А Колмогор и не думал останавливаться.
– Возможно, болезнь ещё даст рецидив, – подливая масла в огонь, радовался он. – Тебе надо понаблюдаться в клинике для подобных существ. Там очень интересно, и общество нетрадиционное, ты неплохо впишешься в коллектив. У нас есть дева, что ходит в одних перьях и ворует яйца на кухне; гном стилист, занимающийся высокой модой женского белья и впадающий в истерику при виде горного инструмента; парочка вампиров вегетарианцев – пьют томатный сок; женщина-кошка – обожает молоко и боится мышей; с дюжину спящих красавиц и не красавиц; дракончик, слетавший на луну; оркиха, считающая себя эльфийкой.
"Стоп. Её зовут Мата? Она моя сестра! Моя милая потерянная сестра!" – про себя закричала я.
– Значит договорились? – естественно, ничего не услышав, продолжал тролль. – Надо, действительно, пройти противолягушиную терапию, ты уже здорово подсела на поцелуи королевских особ и без них, увы, вернешься к своему безобразному облику весьма скоро. Согласна?
Через три дня я убежала из ветеринарной лечебницы. А то, что это была именно она, гласила вывеска на фасаде. Все это время четыре мысли неотступно преследовали меня перегоняя одна другую: Мата, сестренка в беде среди жестоких троллей-санитаров; а вдруг он прав (это уже вторая мысль), и я снова стану лягушкой; где Валентин и Байрак (третья мысль); и почему я не поехала домой (четвертая). Не замечая угрожающего вида наметенных сугробов, я, как была – босиком и в одном ночном платье, бежала к небольшому запрятанному в молочном покрывале сараю. Там, вероятно, отдыхали наши летающие кони. Мерзлая дверь под тяжестью тела поддалась и впустила, не забыв кинуть небольшую сосульку за шиворот. Грубо сколоченные стойла с вбитыми железными кольцами. Цепи, протянутые к левой задней ноге воздушных скакунов. Горы сена. Запах запаренного зерна с чесноком. Размеренное дыхание обитателей. Пробивающийся свет из ржавого ночного фонаря лишь добавлял уюта и спокойствия. Я быстро шла, заглядывая во все углы и ища своих дорогих воздушных змеев. Но попадались все чужие, они спали, жевали жвачку или просто вздыхая вытягивали лапы, уставшие от многодневных трудов.

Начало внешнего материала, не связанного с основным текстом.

PR #328, opened 2022-06-08
ofdm->m should be rounded not truncated

srsampson:
I noticed while playing with ofdm->doc that it should use ofdm->m for a cleaner value, but then I noticed that ofdm->m was using an (int) cast which would result in 143 rather than 144.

– Улетели, все улетели. Одна в заснеженных горах в компании гоблинов.
Сотый раз обругав себя за глупость (впервые в жизни!), я сжалась в комочек, привалившись спиной к овсяному коробу.
– Все кончено, клиника, опыты. Лягва с мохнатыми ушками и лазурными раскосыми глазами, квакающая на эльфийском. Бедная я, несчастная!
Чуть слышно завозился во сне соседский ящер, фыркнул другой. Темнота все прочнее завоевывала лидирующие позиции у поскрипывающего на сквозняке фонаря. Такой большой мир, а я такая маленькая. Упившись собственным горем, не заметила как заснула.